Black Knight Financial’s monthly Mortgage Monitor report, released Monday, calculated how much per month it would cost to purchase a median-priced home. “All else being equal, interest rate declines would save borrowers significant money on a home purchase,” Black Knight stated in a release.

Unfortunately, all things are not equal, as Ben Graboske, Black Knight Data & Analytics senior vice president, explained. 

"Excluding home price movement, the interest rate decline since the start of the year would save borrowers approximately $44 a month when purchasing the median-priced home nationally,” Graboske said. “However, when you factor in estimated home price appreciation (HPA) – the most recent Black Knight Home Price Index Report for February showed annual HPA at 5.3 percent – those monthly savings fall to just $18.”

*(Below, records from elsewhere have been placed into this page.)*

Issue #1283, opened 2023-02-18
FR: revset syntax to resolve an expression at an old operation


ilyagr:
It would be nice to have something like `xyz#a5b` to represent the commit that the change `xyz` was at operation `a5b`. So, one could do `jj log --at-op a5b` and follow that up with `jj restore --from xyz#a5b`.

martinvonz:
`xyz@a5b` is another option, but then we'd probably need to replace the use of `@` for `branch@remote` syntax.

martinvonz:
If we choose `@` for the operator, we'd probably also want to remove it from the allowed characters in an identifier: https://github.com/martinvonz/jj/blob/92f9fe5a1b12035e52866fd8abcae60b9e86bea9/lib/src/revset.pest#L15-L19

martinvonz:
But since we use `@` for the working-copy commit, that's doesn't seem like a good idea :) So never mind, `#` seems much better

ilyagr:
I also don't particularly like `#`, but I haven't thought of a better option.

One ambiguity is whether @#abc6 should be the commit that was current at abc6 or the commit with the same change id as @ at abc6. I would probably want the former.

ilyagr:
This would also be quite useful for branches.

yuja:
So `expr#op` will be the operator to evaluate `expr` within the environment at `op`. If we can't find a better operator character, we can try with a function syntax first.

ilyagr:
A related FR would be a "universal reflog", a way to see or use the "previous value" of something like "main@origin" as something like "main@origin#1". This would ignore any past operations that didn't change the value of "main@origin". (of course, we'd need a different symbol or syntax if "main@origin#1" treats 1 as an operation id).

I think filtering by revset could already be implemented as an option to `jj op log` (similarly to filtering by file for `jj log`), but that's a separate feature and would be more awkward to use.

PR #4614, opened 2024-10-09
revset: add at_operation(op, expression)

yuja:
#1283

# Checklist

If applicable:

### DIFF
--- a/lib/tests/test_revset.rs
+++ b/lib/tests/test_revset.rs
@@ -949,6 +949,13 @@ fn test_resolve_symbol_git_refs() {
 }
 
 fn resolve_commit_ids(repo: &dyn Repo, revset_str: &str) -> Vec<CommitId> {
+    try_resolve_commit_ids(repo, revset_str).unwrap()
+}
+
+fn try_resolve_commit_ids(
+    repo: &dyn Repo,
+    revset_str: &str,
+) -> Result<Vec<CommitId>, RevsetResolutionError> {
     let settings = testutils::user_settings();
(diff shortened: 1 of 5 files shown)


lib/tests/test_revset.rs
```diff
@@ -2894,6 +2899,134 @@ fn test_evaluate_expression_committer() {
...
+    );
+
+    // Operation is resolved relative to the outer ReadonlyRepo.
+    assert_eq!(
+        resolve_commit_ids(repo2.as_ref(), "at_operation(@-, at_operation(@-, all()))"),
+        resolve_commit_ids(repo2.as_ref(), "at_operation(@--, all())")
+    );
+
+    // It's unclear whether "@" should point to the uncommitted operation or
+    // not, but it's resolved to the base operation right now.
```
martinvonz, line 2986: It seems to me that `at_operation(@, x)` should be equivalent to `x` as far as possible

martinvonz (approved):
Nice! Thanks for all your work on this feature.

lib/tests/test_revset.rs
yuja: I tend to agree, but I said "it's unclear" because a `MutableRepo` doesn't represent an `Operation`. Implementation-wise, it's not easy to resolve `@` (or `@-+`) to a `MutableRepo` because of that. In practice, it's unlikely to evaluate `at_operation()` against `MutableRepo`.

martinvonz: Sorry, i didn't mean that as blocking.

Issue #4616, opened 2024-10-09
jj handles renames of the remote trunk poorly


tonyfinn:
## Steps to Reproduce the Problem

1. Create a git repo with a `master` branch
2. Push the git repo to a remote
3. Run `jj git init --colocate` in this copy
4. Run `jj branch track master@origin` in this copy
5. From a different checkout of the git repo (or a different device/user), rename the branch `master` to `main`, push the new `main` branch to the remote, delete `master` on the remote
6. Run `jj git fetch` on the first checkout
7. Attempt to switch to the new `main` branch with `jj new main`

## Expected Behavior

Ideally: You're able to continue developing the on local repo with the new name for the trunk branch. 

At a minimum: Warn the target that the `trunk()` alias refers to has been deleted and you need to update the `trunk()` alias.

## Actual Behavior

Output from `jj git fetch` in step 6:

```
> jj git fetch
bookmark: main@origin   [updated] tracked
bookmark: master@origin [deleted] untracked
```

Most `jj` commands fail after this `jj git fetch`.

```
> jj new main
Config error: Invalid `revset-aliases.immutable_heads()`
Caused by: Revision "master@origin" doesn't exist
```

```
> jj log
Error: Revision "master@origin" doesn't exist
```

```
> jj log -r main@origin
Error: Failed to parse template: In alias "builtin_log_node"
Caused by:
1:  --> 1:1
  |
1 | builtin_log_node
  | ^--------------^
  |
  = In alias "builtin_log_node"
2:  --> 6:10
  |
6 |       if(immutable, "immutable"),
  |          ^-------^
  |
  = Failed to evaluate revset
3: Revision "master@origin" doesn't exist
Hint: Did you mean "main@origin"
```

```
> jj bookmark untrack master@origin
Error: No such remote bookmark: master@origin
```

It's not clear how to recover from this situation other than `rm -R .jj && jj git init --colocate`

## Specifications

- Platform: NixOS
- Version: 0.22.0

yuja:
You'll ened to update `trunk()` saved in .jj/repo/config.toml, which was probably generated by `jj git init --colocate`.

I agree the error message isn't actionable.

PR #4617, opened 2024-10-10
cli: warn if trunk() alias cannot be resolved, fall back to none()

yuja:
#4616

# Checklist

If applicable:


cli/src/revset_util.rs
```diff
@@ -213,6 +214,37 @@ pub fn parse_immutable_heads_expression(
...
+/// generated by `jj git init`/`clone`.
+pub(super) fn warn_unresolvable_trunk(
+    ui: &Ui,
+    repo: &dyn Repo,
+    context: &RevsetParseContext,
+) -> io::Result<()> {
+    let (_, _, revset_str) = context
+        .aliases_map()
+        .get_function("trunk", 0)
+        .expect("trunk() should be defined by default");
```
PhilipMetzger, line 227: Nit: Can we not crash here? Since some people surely will try to remove or misconfigure the `trunk()` alias.

cli/src/revset_util.rs
```diff
@@ -213,6 +214,37 @@ pub fn parse_immutable_heads_expression(
...
+    // prefixes.
+    let symbol_resolver = DefaultSymbolResolver::new(repo, context.symbol_resolvers());
+    if let Err(err) = expression.resolve_user_expression(repo, &symbol_resolver) {
+        writeln!(
+            ui.warning_default(),
+            "Failed to resolve `revset-aliases.trunk()`: {err}"
+        )?;
+        writeln!(
+            ui.hint_default(),
+            "Use `jj config edit --repo` to update or delete `trunk()` alias."
```
PhilipMetzger, line 242: Nit: s/update or delete/adjust the/ since that implies an action of either updating or deleting. But that is mostly preference.

PhilipMetzger (approved):
LG, just two minor nits.

cli/src/config/revsets.toml
```diff
@@ -18,7 +22,8 @@ latest(
 )
 '''
 
-'builtin_immutable_heads()' = 'trunk() | tags() | untracked_remote_bookmarks()'
+# If immutable_heads() failed to evaluate, many jj commands wouldn't work.
```
martinvonz, line 25: nit: say something about `present()` here so it doesn't sound like generic explaining what `builtin_immutable_heads()` is for. Same for `revsets.log` above

cli/src/revset_util.rs
martinvonz: We don't have a way of removing config (and `trunk()` is defined by default), but can it happen if you redefine `trunk() = 1` (an integer) or something like that?

martinvonz (approved):
Thanks for fixing.

cli/src/config/revsets.toml
yuja: Does this work?
```
# If immutable_heads() failed to evaluate, many jj commands wouldn't work. Use
# present(expr) to suppress symbol resolution error.
```

cli/src/revset_util.rs
yuja: Aliases are loaded from all config layers (to get around parameter name differences.) Invalid `trunk() = 1` will never override the default.

cli/src/config/revsets.toml
martinvonz: Yes, SGTM, thanks

PR #4623, opened 2024-10-11
cli: use singular form when only 1 commit is abandoned after Git import

cenviity:
# Checklist

If applicable:
~- [ ] I have updated `CHANGELOG.md`~
~- [ ] I have updated the documentation (README.md, docs/, demos/)~
~- [ ] I have updated the config schema (cli/src/config-schema.json)~
~- [ ] I have added tests to cover my changes~


yuja:
Thanks, but the current consensus is to not add ad-hoc singular/plural handling, and revisit it when we introduce i18n support.

PR #4627, opened 2024-10-11
backout: partial reversion of 3f0703ca2cf

thoughtpolice:
All of these toml files already have a `[lints]` key, it just exited earlier on in the file and were missed.

However, the occurrence of duplicate keys breaks TOML parsers that have stricter standard rules and reject these files (rather than merging the values). In particular, `tomllib` in Python 3.11 will reject these cargo files.

# Checklist

If applicable:

### DIFF
--- a/cli/Cargo.toml
+++ b/cli/Cargo.toml
@@ -117,6 +117,3 @@ watchman = ["jj-lib/watchman"]
 # The archive name is jj, not jj-cli. Also, `cargo binstall` gets
 # confused by the `v` before versions in archive name.
 pkg-url = "{ repo }/releases/download/v{ version }/jj-v{ version }-{ target }.{ archive-format }"
-
-[lints]
-workspace = true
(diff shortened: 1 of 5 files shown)


PhilipMetzger:
This is missing a note to #1997 as an explainer in the description.

martinvonz (commented):
> All of these toml files already have a `[lints]` key, it just exited earlier on
in the file and were missed.

What do you mean by that? I don't see any existing `[lints]` tables elsewhere in these files. And what exited earlier?

thoughtpolice:
Oh, you're right! OK, this was introduced on my end by a merge error, I think, and when I rebased off of my branch onto trunk, it applied the diff naturally (because my other branch introduced the lint keys separately.) I think this can be closed, but let me confirm that....

thoughtpolice:
Yes, PEBKAC. Sorry about that!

It’s not all bad news, Graboske stressed.

“The mortgage on a median-priced home is still more affordable than it was in December, despite rising prices, just not as much as one might expect given that rates are as low as they are,” he said. “This isn't to say that interest rate reductions aren't beneficial to buyers – they almost certainly are. If rates hadn't dropped over the past four months, it would cost an additional $28 to buy the median-priced home today as compared to December 2015. By and large, borrowers are still seeing net reductions in monthly payments across the country heading into the early home buying season. In some areas though, prices are appreciating so quickly that they may have fully offset any savings from rate declines. Assuming the HPA observed in February continues through March and April, it may actually cost home buyers more in monthly principal and interest to purchase the median-priced home in Washington, Colorado and Oregon than it did at the end of 2015, even with a 35 BPS drop in interest rates."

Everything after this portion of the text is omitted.